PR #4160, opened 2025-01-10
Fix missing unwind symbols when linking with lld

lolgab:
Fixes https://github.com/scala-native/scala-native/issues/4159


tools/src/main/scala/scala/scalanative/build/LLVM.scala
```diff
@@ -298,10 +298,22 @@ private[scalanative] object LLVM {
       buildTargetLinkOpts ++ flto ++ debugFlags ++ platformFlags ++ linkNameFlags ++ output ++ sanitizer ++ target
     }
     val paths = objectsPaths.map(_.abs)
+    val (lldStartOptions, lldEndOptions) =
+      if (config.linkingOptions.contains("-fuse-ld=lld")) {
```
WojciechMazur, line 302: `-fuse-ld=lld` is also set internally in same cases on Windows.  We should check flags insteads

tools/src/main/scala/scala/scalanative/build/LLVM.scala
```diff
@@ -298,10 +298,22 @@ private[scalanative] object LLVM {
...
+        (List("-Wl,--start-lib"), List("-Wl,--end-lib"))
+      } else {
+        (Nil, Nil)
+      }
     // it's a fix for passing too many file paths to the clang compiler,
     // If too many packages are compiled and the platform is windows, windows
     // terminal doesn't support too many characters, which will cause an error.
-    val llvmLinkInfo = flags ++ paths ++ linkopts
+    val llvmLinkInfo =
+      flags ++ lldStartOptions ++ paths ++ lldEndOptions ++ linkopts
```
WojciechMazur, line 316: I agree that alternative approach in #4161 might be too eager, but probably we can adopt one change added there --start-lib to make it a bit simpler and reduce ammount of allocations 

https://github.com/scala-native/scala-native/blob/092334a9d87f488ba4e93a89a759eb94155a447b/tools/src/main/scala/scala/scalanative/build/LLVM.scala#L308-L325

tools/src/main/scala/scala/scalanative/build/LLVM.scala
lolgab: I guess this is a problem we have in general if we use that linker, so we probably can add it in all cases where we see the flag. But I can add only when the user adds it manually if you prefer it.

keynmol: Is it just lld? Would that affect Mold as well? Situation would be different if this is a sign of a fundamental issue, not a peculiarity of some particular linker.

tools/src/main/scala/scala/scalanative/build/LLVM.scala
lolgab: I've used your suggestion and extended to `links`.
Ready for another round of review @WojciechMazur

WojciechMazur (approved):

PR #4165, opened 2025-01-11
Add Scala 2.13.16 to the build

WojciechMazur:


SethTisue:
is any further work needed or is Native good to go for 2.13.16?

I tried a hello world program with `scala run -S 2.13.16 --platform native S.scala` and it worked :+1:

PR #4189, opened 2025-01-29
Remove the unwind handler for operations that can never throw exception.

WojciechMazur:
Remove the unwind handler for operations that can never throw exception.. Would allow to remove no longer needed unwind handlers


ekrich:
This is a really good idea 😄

+--

▸ Work instruction:
What lines in the data include the string "that"? Copy each one.

▸ Written answer:
WojciechMazur, line 316: I agree that alternative approach in #4161 might be too eager, but probably we can adopt one change added there --start-lib to make it a bit simpler and reduce ammount of allocations 
lolgab: I guess this is a problem we have in general if we use that linker, so we probably can add it in all cases where we see the flag. But I can add only when the user adds it manually if you prefer it.
keynmol: Is it just lld? Would that affect Mold as well? Situation would be different if this is a sign of a fundamental issue, not a peculiarity of some particular linker.
Remove the unwind handler for operations that can never throw exception.
Remove the unwind handler for operations that can never throw exception.. Would allow to remove no longer needed unwind handlers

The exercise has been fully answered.